One of the cards from the game
A board game designed by Bessie Jiang, Sophie Saskin and Lauren Ho is designed to teach children and adults about Providence history and the basic principles of archaeology.
Nick Dentamaro / Brown University

“We already know a lot about this house from historical records — we know the family, we know their occupations and incomes, we know the name of their butler — yet we’re still learning more every day,” Marko says. “It really shows the power of archaeology to expand narratives about the past.”

Presenting alongside Wertheimer at the Friday event will be Bessie Jiang, Sophie Saskin and Lauren Ho, three computer science concentrators who created a Settlers of Catan-inspired board game to demonstrate what they learned in "Archaeology of College Hill." According to Jiang, the game is designed to educate players not only on the process of archaeology but also on the history of College Hill.

“Taking this class and excavating so close to campus made me realize that archaeology isn’t just something that takes place in Egypt or ‘Indiana Jones,’” Jiang says. “Getting to excavate a real site that was so relevant to our lives as Brown students helped me understand where I live a little more.”

The year ahead

“Providence’s Heritage” is one of the first among many University-hosted Year of the City events, said Marisa Brown.

In January, as part of the year-long project, the John Hay Library debuted an exhibition on Providence’s Lost Cat Swamp Habitat, now home to the Wayland and Blackstone neighborhoods.
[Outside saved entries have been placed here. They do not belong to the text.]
PR #2145, opened 2025-01-15
ariaLabel prop added to spinner

Jialecl:
**Checklist**

`ariaLabel` prop added to the spinner component to improve accessibility when label is not available.

### DIFF
--- a/packages/lib/src/spinner/Spinner.test.tsx
+++ b/packages/lib/src/spinner/Spinner.test.tsx
@@ -13,9 +13,12 @@ describe("Spinner component tests", () => {
   });
 
   test("Small spinner hides value and label correctly", () => {
-    const { queryByText } = render(<DxcSpinner mode="small" label="test-loading" value={75} showValue></DxcSpinner>);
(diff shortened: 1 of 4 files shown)


packages/lib/src/spinner/Spinner.test.tsx
Mil4n0r, line 1: On the 3rd test you could put the following:
```diff
test("Small spinner hides value and label correctly", () => {
    const { queryByText } = render(<DxcSpinner mode="small" label="test-loading" value={75} showValue></DxcSpinner>);
    expect(queryByText("test-loading")).toBeFalsy();
    expect(queryByText("75%")).toBeFalsy();-
+  const spinner = getByRole("progressbar");
+    expect(spinner.getAttribute("aria-label")).toBe("Spinner");
  });
```

So that we test that the default value is being used instead of the label when no ariaLabel is provided. Feel free to put it in a separate test if you prefer so.

Mil4n0r (changes requested):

Library staff worked with the University Herbarium to curate a display of vintage plant specimens from the habitat, pairing them with watercolor renderings of the specimens painted by Edward Lewis Peckham in the 1800s. The exhibition runs through April.
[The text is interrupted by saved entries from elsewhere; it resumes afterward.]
PR #2148, opened 2025-01-27
Button redesign

GomezIvann:
**Checklist**

**Description**
Redesign of the button component following the new design kit specifications, already using the new token architecture (CSS variables).

**Additional context**


Mil4n0r (changes requested):
A few minor changes.

Won't accept the PR until we get to update the docs though.

packages/lib/src/button/Button.tsx
```diff
@@ -1,502 +1,98 @@
...
   display: flex;
-  font-size: ${(props) => (props.size?.height === "small" ? "16" : props.size?.height === "medium" ? "16" : "24")}px;
+  font-size: var(${({ size }) => (size?.height === "large" ? "--height-s" : "--height-xxs")});
   svg {
-    height: ${(props) => (props.size?.height === "small" ? "16" : props.size?.height === "medium" ? "16" : "24")}px;
-    width: ${(props) => (props.size?.height === "small" ? "16" : props.size?.height === "medium" ? "16" : "24")}px;
+    height: var(${({ size }) => (size?.height === "large" ? "--height-s" : "--height-xxs")});
+    width: ${({ size }) => (size?.height === "large" ? "24" : "16")}px;
   }
 `;
```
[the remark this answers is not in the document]
GomezIvann: Updated!

packages/lib/src/button/types.ts
```diff
@@ -19,11 +21,11 @@ type Props = {
...
    */
-  mode?: "primary" | "secondary" | "tertiary";
+  mode?: Mode;
   /**
    * Specifies the semantic meaning of the buttons, which determines its color.
    */
-  semantic?: "default" | "error" | "warning" | "success" | "info";
+  semantic?: Semantic;
   /**
    * If true, the component will be disabled.
```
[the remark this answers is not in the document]
GomezIvann: The disabled prop comment is the same in every component (docs + types). For consistency purposes I suggest to keep it like that.

packages/lib/src/button/utils.ts
```diff
@@ -0,0 +1,220 @@
...
+  const commonStyles = `
+    font-family: var(--typography-font-family);
+    font-size: var(${size?.height === "large" ? "--typography-label-l" : "--typography-label-m"});
+    font-weight: var(--typography-label-semibold);
+    border: var(--border-width-none) var(--border-style-default) transparent;
+    border-radius: var(--border-radius-s);
+
+    &:focus:enabled {
+      outline: var(--border-width-m) var(--border-style-default) var(--border-color-secondary-medium);
+      outline-offset: -2px;
```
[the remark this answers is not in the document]
GomezIvann: It doesn't make sense to set the `outline` in an element's active state since an active button cannot be present without gaining the focus; it would be redundant.

It is like that on Figma because the code is autogenerated and based on the design. You cannot make a focused active component in Figma without setting the focus for both states (an active state in Figma doesn't apply the designs of the focus state, that's a functional implication.

packages/lib/src/button/Button.tsx
```diff
@@ -17,7 +17,8 @@ const Button = styled.button<{
   align-items: center;
   justify-content: center;
   flex-direction: ${({ iconPosition }) => (iconPosition === "after" ? "row" : "row-reverse")};
-  gap: ${({ size }) => (size.height === "large" ? "var(--spacing-gap-s)" : "var(--spacing-gap-xs)")};
+  gap: ${({ size }) =>
+    ["medium", "small"].includes(size?.height ?? "") ? "var(--spacing-gap-xs)" : "var(--spacing-gap-s)"};
```
Mil4n0r, line 21: Don't you think using includes for such a simple validation is unnecessary? I would honestly rather check the value of size.height with an `OR` operator as it would be much more readable and a bit more efficient. (Same applies for the rest in the same file (`font-size`, `height`, `width`)

```
gap: ${({ size }) =>
  size?.height === "medium" || size?.height === "small"
    ? "var(--spacing-gap-xs)"
    : "var(--spacing-gap-s)"};
```

packages/lib/src/button/utils.ts
```diff
@@ -13,7 +13,7 @@ export const getButtonStyles = (
 
   const commonStyles = `
     font-family: var(--typography-font-family);
-    font-size: var(${size?.height === "large" ? "--typography-label-l" : "--typography-label-m"});
+    font-size: var(${["medium", "small"].includes(size?.height ?? "") ? "--typography-label-m" : "--typography-label-l"});
```
Mil4n0r, line 16: Same as the feedback in `Button.tsx`

Mil4n0r (changes requested):

packages/lib/src/button/Button.tsx
GomezIvann: There's no difference in terms of performance since the length of the array is just two, it was just a matter of code preference from my side.

GomezIvann: In any case, I don't have a strong preference.

Mil4n0r (approved):

Mil4n0r (approved):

Also coming up this spring is the John Nicholas Brown Center’s fourth-annual Hacking Heritage Unconference, which this year manifests as a series of conversations about issues related to preservation and heritage in Providence’s neighborhoods; an exhibition of downtown Providence photography from the 1950s and 1960s; and more.

Lauren Yapp, a postdoctoral research associate who taught Huang and others enrolled in the fall’s "Heritage in the Metropolis" course, hopes Year of the City gives students more perspective on their temporary home.
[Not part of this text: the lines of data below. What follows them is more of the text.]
PR #2150, opened 2025-02-04
Alert redesign

Mil4n0r:
**Checklist**

**Description**
Redesign of the alert component following the new design kit specifications, already using the new token architecture (CSS variables).

**Additional context**


packages/lib/src/action-icon/ActionIcon.tsx
```diff
@@ -11,43 +10,33 @@ const ActionIcon = styled.button`
...
-        background-color: ${props.theme.hoverActionBackgroundColor ?? CoreTokens.color_grey_100};
-        color: ${props.theme.hoverActionIconColor ?? CoreTokens.color_grey_900};
+        background-color: var(--color-bg-alpha-light);
+        color: var(--color-fg-neutral-dark);
       }
       &:active {
-        background-color: ${props.theme.activeActionBackgroundColor ?? CoreTokens.color_grey_300};
-        color: ${props.theme.activeActionIconColor ?? CoreTokens.color_grey_900};
+        outline: var(--border-width-m) var(--border-style-default) var(--border-color-secondary-medium);
+        color: var(--color-fg-neutral-dark);
```
GomezIvann, line 33: Why are you setting color in every state of the action icon since it never changes (for example, you don't do that with the hover and the active, which share the same background color)? Same with the outline, I would just have it on the focus selector.

packages/lib/src/alert/Alert.tsx
```diff
@@ -17,66 +16,67 @@ const AlertContainer = styled.div<{
...
 `;
 
 const typographyStyles = css`
-  font-family: ${(props) => props.theme.fontFamily};
-  font-size: ${(props) => props.theme.fontSize};
-  font-style: ${(props) => props.theme.fontStyle};
-  font-weight: ${(props) => props.theme.fontWeight};
-  color: ${(props) => props.theme.fontColor};
+  font-family: var(--typography-font-family);
+  font-style: normal;
```
GomezIvann, line 53: `font-style: normal;` is the default value, we do not need to set it!

Mil4n0r:
Thank you Iván! Fixed both comments. Now I am going to start adding the new documentation 🚀

packages/lib/src/alert/types.ts
```diff
@@ -1,4 +1,4 @@
-import { ReactNode } from "react";
+import { KeyboardEvent, ReactNode } from "react";
```
GomezIvann, line 1: `KeyboardEvent` type is not been used.

packages/lib/src/alert/Alert.tsx
```diff
@@ -157,91 +156,94 @@ export default function DxcAlert({
     if (currentIndex === messages.length) handlePrevOnClick();
   }, [currentIndex, messages, handlePrevOnClick]);
 
+  useEffect(() => {
```
GomezIvann, line 159: To ease the component load a bit, does it make sense to move this `useEffect` to the `ModalAlertWrapper` component?

GomezIvann: In any case, to avoid unnecessary re-renders, we need to wrap `handleOnClose` in a `useCallback`.

GomezIvann (approved):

“I think that going beyond College Hill and learning about the city in which you live, getting to know the communities that share that space with you, really enriches your experience of being there,” Yapp says. “I think students who become interested in the history of Providence are more apt to become interested in today’s Providence — its culture, its politics.”

Marisa Brown has much the same hope for the general public: that Year of the City helps erase both literal and metaphorical borders, bringing residents closer together.

“A lot of known history here has to do with downtown and College Hill, but we don’t know much about, for example, the Wanskuck neighborhood [northwest of downtown],” Brown said. “People who have lived here all their lives may never have known Wanskuck existed. We want to break down those invisible barriers and stoke curiosity.”

Map
Credit: Year of the City

Year of the City at Brown

Below are just a few of the 2019 events and exhibitions Brown University is slated to host in support of Year of the City. All are free and open to the public.

Entwined: Botany, Art and the Lost Cat Swamp Habitat
Jan. 10 - April 30
The John Hay Library displays watercolors and botanical specimens of plants native to the lost Cat Swamp habitat, once located in today's Wayland and Blackstone neighborhoods.

Providence's Heritage: Above and Below Ground
Feb. 1, 4 p.m.
Archaeology students present individual and group projects that focus on an aspect of Providence's history.

Black Labor at the Nightingale-Brown House
Feb. 7, noon
In a talk, historian Joanne Pope Melish explores the role of enslaved and free people of color in the rise of Providence merchant Joseph Nightingale.

Hacking Heritage Unconference
March 2, 9 a.m.
A day-long series of conversations about issues in preservation and local heritage focuses on Providence's neighborhoods. 

The Providence Album, Vol. 1
May 4 - July 19
An exhibition of photographs of Providence from the 1950s through 1970s traces the city's physical and social transformations.